Hopefully, everything gets resolved and once your joiner gets set up, you have a lifetime of good use out of it.


----------



## kajunkraft (May 7, 2012)

Jet/Powermatic/Meire(?) have recently been acquired by some financial entity. I have had questionable dealings with them lately and can't help but wonder if this changing of the guard has caused a decrease in quality issues in production, customer service, etc.?


----------



## mantwi (Mar 17, 2013)

You could have bought a Grizzly with a spiral cutterhead for around $1200.00. You would have saved how much, maybe a $1000.00 and the frustration you must be feeling about now. The Powermatic brand just changed, the Walter Meirer group sold it to New York private equity firm Tenex Capital Management. Meirer is a Swiss conglomerate with facilities in Taiwan and China as well European and American manufacturing operations. Guess where your jointer was probably made. I'd venture to say it wasn't the foundry in McMinnvlle and definitely not the former corporate headquarters in Lavergne Tenn. More like it is was someplace where rice is on the menu for lunch. Powermatic has been taking advantage of the Taiwanese production facilities for many years on their smaller products like 6" jointers and Artisan contractor saws. The new breed holding the reins are in it for a quick buck and fast turn around and guess who the losers are. Us. If it's possible I'd send it back, there are many brands today which though they couldn't equal the old Powermatic products now surpass the quality of this once great brand.


----------



## wormil (Nov 19, 2011)

Too many things these days designed for the assembly line and not the end user.

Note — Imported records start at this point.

Issue #122, opened 2014-10-31
allow to yield to Lua from a JS callback


kmike:
We should support something like this; I think it's doable:

```lua
local res = splash:runjs([[
function main(splash){
    window.setTimeout(function(){
        splash.return("I'm a result!");
    }, 1000);
}
]])
-- res is now "I'm a result!"
```

``runjs`` function will probably need another name, it is already taken.

mehaase:
Hey Mikhail, I have a working implementation of this here: https://github.com/mehaase/splash/commit/ef04d75a2fc67f361e6e063432dc391f95767bd7. 

I chose the name `splash:runjs_async()`. Please look it over and let me know what you think. I can send a PR if you wish.

mehaase:
Oh, here is a sample lua test script to demonstrate:

    function main(splash)
      local url = splash.args.url

      splash:autoload(splash.args.js_source)
      assert(splash:go(url))

      local async_result, err = splash:runjs_async([[
        setTimeout(function () {
          lua_resume("Good things come to those who wait.");
        }, 2000);
      ]])
      print(async_result, err)

      local async_result, err = splash:runjs_async([[
        setTimeout(function () {
          lua_error("But sometimes bad things come to those who wait.");
        }, 2000);
      ]])
      print(async_result, err)

      local async_result, err = splash:runjs_async([[
        setTimeout(function () {
          lua_resume(["Return","multiple","arguments","in","a","list!"]);
        }, 2000);
      ]])
      print(async_result, err)

      local async_result, err = splash:runjs_async([[
        setTimeout(function () {
          lua_resume("Don't wait too long or you might get interr-");
        }, 2000);
      ]], 1)
      print(async_result, err)

      splash:stop()
      splash:set_viewport("full")

      return {
        png = splash:png{width=640},
      }
    end

When executed, this prints out (with the appropriate delays in between):

    Good things come to those who wait.     nil
    nil     error: But sometimes bad things come to those who wait.
    Return,multiple,arguments,in,a,list!    nil
    nil     error: Timed out while waiting for runjs_async()

Cheers!

kmike:
@mehaase looks great!
Could you please open a PR so that we can discuss it more easily? 
I have a lot of comments :)

kmike:
Fixed by https://github.com/scrapinghub/splash/issues/162.

Issue #161, opened 2015-01-20
Change the way errors are handled in Lua scripts


kmike:
In http://splash.readthedocs.org/en/1.3.1/scripting-tutorial.html#error-handling it is described how are errors handled in Splash Lua scripts:

> 1. for developer errors (e.g. incorrect function arguments) exception is raised;
> 2. for errors outside developer control (e.g. a non-responding remote website) status flag is returned: functions that can fail return ok, reason pairs which developer can either handle or ignore.

This means that by default script won't stop on error; to make code robust almost every statement needs to be wrapped in `assert()`:

```
assert(splash:go(splash.args.url))
assert(splash:wait(0.5))
```

Even in the documentation I was sometimes sloppy and haven't written these asserts. One example is  `wait_for` from http://splash.readthedocs.org/en/latest/scripting-tutorial.html#writing-modules:

```
function Splash:wait_for(condition)
    while not condition() do   -- condition function can't follow our conventions here
        self:wait(0.05)        -- assert is missing
    end
end
```

It is too easy to forget about error checking, and code that checks for errors looks uglier than code which doesn't check.

I propose to change the error handling convention and always raise an error in case of errors.

Pros:
* errors are not silently discarded;
* less code to write and read in common cases (?);
* it is possible to wrap several statements in pcall and handle errors once.

Cons:
* not ideomatic Lua;
* handling errors with pcall requires more work;

TODO: figure out how code using pcall will look like:
```
-- option 1, no-brainer - does it work?
local ok, res = pcall(splash:evaljs, "document.title")

-- option 2, ugly
local ok, res = pcall(splash.evaljs, self, "document.title")

-- option 3, verbose
local ok, res = pcall(function() 
    return splash.evaljs:("document.title")
end)
```

Any thoughts?

pawelmhm:
+1 

This is very important IMO. I just realized in some situations we take screenshots of 500 and 404 pages. Script like this

```lua
function main(splash)
            splash:go("http://httpbin.org/status/500")
            return splash:png()
end
```
returns perfectly nice 200 response from splash, and client gets screenshot of 500 without anyone noticing this. 

> I propose to change the error handling convention and raise an error both for developer errors and for error conditions outside developer control (e.g. 404 pages).

This sounds like a good idea for me, but just to clarify, which response codes are we talking about here? If splash makes 60 requests while rendering page, and 1-2 return 404 will error be raised? Or are we talking only about response codes for first initial request?

One thing about:

[...]

PR #162, opened 2015-01-21
Allow JavaScript callback to resume Lua coroutine

mehaase:
As we discussed here: https://github.com/scrapinghub/splash/issues/122

### DIFF
--- a/docs/scripting-ref.rst
+++ b/docs/scripting-ref.rst
@@ -257,7 +257,8 @@ If a JavaScript function throws an error, it is re-throwed as a Lua error.
 To handle errors it is better to use JavaScript try/catch because some of the
 information about the error can be lost in JavaScript → Lua conversion.
 
-See also: :ref:`splash-runjs`, :ref:`splash-evaljs`, :ref:`splash-autoload`.
+See also: :ref:`splash-runjs`, :ref:`splash-evaljs`, :ref:`wait-for-resume`,
+:ref:`splash-autoload`.
 
 .. _splash-evaljs:
 
@@ -327,7 +328,8 @@ Compare:
         -- ...
     end
 
-See also: :ref:`splash-runjs`, :ref:`splash-jsfunc`, :ref:`splash-autoload`.
+See also: :ref:`splash-runjs`, :ref:`splash-jsfunc`, :ref:`wait-for-resume`,
+:ref:`splash-autoload`.
 
 .. _splash-runjs:
 
@@ -390,6 +392,124 @@ Compare:
 
         -- ...
     end
+
+See also: :ref:`splash-runjs`, :ref:`splash-jsfunc`, :ref:`splash-autoload`,
+:ref:`wait-for-resume`.
+
+.. _wait-for-resume:
+
+splash:wait_for_resume
+----------------------
+
+Run asynchronous JavaScript code in page context. The Lua script will
+yield until the JavaScript code tells it to resume.
+
+**Signature:** ``msg, error = splash:wait_for_resume(snippet, timeout)``
+
+**Parameters:**
+
+* snippet - a string with a JavaScript source code to execute. This code
+  must include a function called ``main``. The first argument to ``main``
+  is an object that has the properties ``resume`` and ``error``. ``resume``
+  is a function which can be used to resume Lua execution. It takes an optional
+  string argument which will be returned to Lua in the ``ok`` return value.
+  ``error`` is a function which can be called with a required string value
+  that is returned in the ``error`` return value.
+* timeout - a float which determines (in seconds) how long to allow JavaScript
+  to execute before cancelling it and returning control to Lua. The timeout
+  must be strictly greater than zero and less than or equal to 60. The timeout
+  defaults to 5 seconds.
+
+**Returns:** ``msg, error`` pair. When the execution is successful
+``msg`` is either nil or contains a stringified JavaScript value. In case of
+timeout or JavaScript errors ``msg`` is ``nil`` and ``error`` contains
+an error message string.
+
+Example:
+
+.. code-block:: lua
+
+    local msg, error = splash:wait_for_resume([[
+        function main(splash) {
+            setTimeout(function () {
+                splash.resume("Hello, world!");
+            }, 3000);
+        }
+    ]])
+
+    print(msg, error)
+
+This trivial example shows how to transfer control of execution from Lua
+to JavaScript and then back to Lua. This command will tell JavaScript to
+sleep for 3 seconds and then return to Lua. Note that this is an async
+operation: the Lua event loop and the JavaScript event loop continue to run
+during this 3 second pause, but the Lua ``print()`` function will not be called
+until JavaScript calls ``splash.resume()``.
+
+.. note::
+
+    The ``main()`` function is required, and you will get an error if
+    you do not include it. The first argument to this function can have any
+    name you choose, of course. We will call it ``splash`` by convention in
+    this documentation.
+
+The example prints ``Hello, world!   nil`` on the console. The
+``Hello, world!`` is the string returned by ``splash.resume()`` and the ``nil``
+indicates that no error occurred.
+
+.. code-block:: lua
+
+    local msg, error = splash:wait_for_resume([[
+        function main(splash) {
+            setTimeout(function () {
+                splash.error("Goodbye, cruel world!");
+            }, 3000);
+        }
+    ]])
+
+    print(msg, error)
+
+This example shows a similar flow of execution as the previous example,
+but it uses ``splash.error()`` to return an error value instead of a
+success value. The example prints ``nil     error: Goodbye, cruel world!``.
+The ``nil`` indicates no ``msg`` was returned, and
+``error: Goodbye, cruel world!`` contains the error string returned from
+``splash.error()``.
+
+.. code-block:: lua
+
+    local msg, error = splash:wait_for_resume([[
+        function main(splash) {
+            setTimeout(function () {
+                splash.resume("Hello, world!");
+            }, 3000);
+        }
+    ]], 1)
+
+    print(msg, error)
+
+This example is similar to the first example, but here we have changed the
+``timeout`` argument from its default 5 seconds to just 1 second. Of course,
+our JavaScript code will not call ``splash.resume()`` for 3 seconds, which
+guarantees that it will time out. The example prints
+``nil     error: Timed out while waiting for resume() or error().``
+
+.. note::
+
+    Remember that the timeout t must satisfy ``0 < t <= 60`` seconds. You
+    will receive an error if you choose an invalid timeout value.
+
+.. code-block:: lua
+
+    local msg, error = splash:wait_for_resume([[
+        console.log('hello!');
+    ]])
+
+    print(msg, error)
+
+This final example shows an incorrect usage of ``splash:wait_for_resume()``:
+the JavaScript code does not contain a ``main()`` function. This example
+prints ``nil     error: wait_for_resume(): no main() function defined``,
 
 See also: :ref:`splash-runjs`, :ref:`splash-jsfunc`, :ref:`splash-autoload`.
 
@@ -459,7 +579,8 @@ is not a constant.
 If :ref:`splash-autoload` is called multiple times then all its scripts
 are executed on page load, in order they were added.
 
-See also: :ref:`splash-evaljs`, :ref:`splash-runjs`, :ref:`splash-jsfunc`.
+See also: :ref:`splash-evaljs`, :ref:`splash-runjs`, :ref:`splash-jsfunc`,
+:ref:`wait-for-resume`.
 
 .. _splash-http-get:
 
--- a/docs/scripting-ref.rst
+++ b/docs/scripting-ref.rst
@@ -576,10 +576,10 @@ have no effect, as shown in the next example.
 
     end
 
-The next example shows the effect of the ``timeout`` argument. We have changed
-``timeout`` argument from its default 5 seconds to just 1 second, but
-our JavaScript code will not call ``splash.resume()`` for 3 seconds, which
-guarantees that ``splash:wait_for_resume()`` will time out.
+The next example shows the effect of the ``timeout`` argument. We have set
+the ``timeout`` argument to 1 second, but our JavaScript code will not call
+``splash.resume()`` for 3 seconds, which guarantees that
+``splash:wait_for_resume()`` will time out.
 
 When it times out, ``result`` will be nil, ``error`` will contain a string
 explaining the timeout, and Lua will continue executing. Calling
--- a/docs/scripting-ref.rst
+++ b/docs/scripting-ref.rst
@@ -497,8 +497,9 @@ in ``error``.
 
 .. note::
 
-    Remember that the timeout t must satisfy ``0 < t <= 60`` seconds. You
-    will receive an error if you choose an invalid timeout value.
+    The timeout must be >= 0. If the timeout is 0, then
+    ``splash:wait_for_resume()`` will never timeout (although Splash's
+    HTTP timeout still applies).
 
 .. code-block:: lua
 
--- a/docs/scripting-ref.rst
+++ b/docs/scripting-ref.rst
@@ -412,40 +412,44 @@ yield until the JavaScript code tells it to resume.
   must include a function called ``main``. The first argument to ``main``
   is an object that has the properties ``resume`` and ``error``. ``resume``
   is a function which can be used to resume Lua execution. It takes an optional
-  string argument which will be returned to Lua in the ``value`` return value.
+  argument which will be returned to Lua in the ``value`` return value.
   ``error`` is a function which can be called with a required string value
   that is returned in the ``error`` return value.
-* timeout - a float which determines (in seconds) how long to allow JavaScript
-  to execute before cancelling it and returning control to Lua. The timeout
-  must be strictly greater than zero and less than or equal to 60. The timeout
-  defaults to 5 seconds.
+* timeout - a number which determines (in seconds) how long to allow JavaScript
+  to execute before forceably returning control to Lua. Defaults to
+  zero, which disables the timeout.
 
 **Returns:** ``value, error`` pair. When the execution is successful
-``value`` is either nil or contains a stringified JavaScript value. In case of
-timeout or JavaScript errors ``value`` is ``nil`` and ``error`` contains
-an error message string.
+``value`` contains the JavaScript value passed to
+``splash.resume(…)``. ``value`` will be nil if no argument is passed to
+``splash.resume()``. In case of timeout or JavaScript errors ``value``
+is ``nil`` and ``error`` contains an error message string.
 
-Example:
+Examples:
 
-.. code-block:: lua
-
-    local value, error = splash:wait_for_resume([[
-        function main(splash) {
-            setTimeout(function () {
-                splash.resume("Hello, world!");
-            }, 3000);
-        }
-    ]])
-
-    -- value is "Hello, world!"
-    -- error is nil
-
-This trivial example shows how to transfer control of execution from Lua
+The first, trivial example shows how to transfer control of execution from Lua
 to JavaScript and then back to Lua. This command will tell JavaScript to
 sleep for 3 seconds and then return to Lua. Note that this is an async
 operation: the Lua event loop and the JavaScript event loop continue to run
-during this 3 second pause, but the Lua ``print()`` function will not be called
-until JavaScript calls ``splash.resume()``.
+during this 3 second pause, but Lua will not continue executing the current
+function until JavaScript calls ``splash.resume()``.
+
+.. code-block:: lua
+
+    function main(splash)
+
+        local value, error = splash:wait_for_resume([[
+            function main(splash) {
+                setTimeout(function () {
+                    splash.resume();
+                }, 3000);
+            }
+        ]])
+
+        -- value is nil
+        -- error is nil
+
+    end
 
 .. note::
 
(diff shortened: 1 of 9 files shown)


splash/browser_tab.py
```diff
@@ -503,6 +505,29 @@ def runjs(self, js_source, handle_errors=True):
         js_source = "%s;undefined" % js_source
         self.evaljs(js_source, handle_errors=handle_errors)
 
+    def runjs_async(self, js_source, callback, errback, timeout=0):
+        """
+        An async variant of runjs.
+
+        It injects a callback function named <lua_resume> into the scope of
+        the user's script. When lua_resume() is called, the corresponding
+        Lua coroutine will resume.
```
kmike: Isn't is an async variant of evaljs? Some other ideas for the function name: 

* `evaljs_async`
* `wait_for_value` 
* `wait_for_return`

mehaase: I originally called it `evaljs_async`, but I changed it as I was working, because I think `evaljs` implies that we evaluate an expression (or group of expressions) and return the value of that expression (or value of the last expression). On the other hand, `runjs` does not care about any expressions. I agree it is perhaps confusing to overload the meaning of these terms.

`wait_for_return` makes sense to me. Also, what about `wait_for_callback`, `wait_for_resume`, or `yield_to_js`?

splash/browser_tab.py
```diff
@@ -768,3 +793,64 @@ def log(self, message, min_level=None):
 
         message = "[%s] %s" % (self.uid, message)
         log.msg(message, system='render')
+
+
+class _LuaResume(QObject):
```
kmike: +1 to creating such object.

I don't like that it has 'Lua' in its name, docstring, member names though: _LuaResume doesn't require Lua to work, and BrowserTab is not tied to Lua scripts in any way. If in some far future someone will add e.g. Python scripting support to Splash it should be possible to reuse this object.

This object provides a way to call one of the Python callbacks from the JS code, and ensures that

1. callback is called once, and only one callback is called;
2. allowed execution time is limited.

Any ideas for a better name? `RunOnceCallbackWrapper`?  <-- it is quite ugly, so better names are welcome :)

splash/browser_tab.py
```diff
@@ -768,3 +793,64 @@ def log(self, message, min_level=None):
...
+    """ Allows us to resume a Lua coroutine from a Javascript context. """
+
+    def __init__(self, parent, callback, errback, timeout=0):
+        self.name = _LuaResume.generate_name()
```
kmike: I think it should be self.generate_name(), otherwise @classmethod decortor is pointless

mehaase: Good catch. I will fix it.

splash/browser_tab.py
kmike: `wait_for_..` names depend on the API, check e.g.

```
local res = splash:wait_for_return([[
function main(splash){
    setTimeout(function(){
        splash.return("hello!");
    }, 100);
}
]])
```
(I'm using an old proposal with an explicit wrapper function)

splash/browser_tab.py
mehaase: Good point. It *is* tied to JavaScript, so what about `JsOneShotCallback`, `JsRunOnceCallback`, etc.?

splash/browser_tab.py
kmike: `wait_for_resume` or `yield_to_js` also look good

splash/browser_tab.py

Keeps us up to date on what happens Jeff.


----------



## RobWoodCutter (Jul 22, 2009)

That's a shame. I bought one over 5 years ago through Woodcraft and when it arrived the tables were dead on aligned, the blades set perfect and even the fence was dead on 90 deg to the table. It has run perfect. The only issue I have had was the motor shaft pulley came loose and the pulley shifted to the rear and began scraping against the rear belt guard making a horrible noise. Once it was readjusted and tightened it has been great since.

Rob


----------



## mbs (May 8, 2010)

I would be comfortable purchasing the OLD PM, Delta, and Porter Cable US made products but not their new stuff. Maybe their specialty equipment is still made in the US but the commodity type equipment is made over seas and the quality isn't the same is it was before. The Delta mortiser I purchased a few years ago is very poorly made. The Europeans still make good equipment.


----------



## mantwi (Mar 17, 2013)

Check out the review posted today on the Grizzly G0490X 3HP 8 in jointer w/ mobile base. What a difference. It verifies everything I said about the decline in quality in the old standbys and the rise in quality in many of the import competitors.


----------



## MarkDavisson (Apr 26, 2009)

mantwi, you have been pretty emphatic in this thread as well as the Grizzly thread about the motivations of the new owners of Powermatic. You included a pretty broad statement: "The new breed holding the reins are in it for a quick buck and fast turn around and guess who the losers are."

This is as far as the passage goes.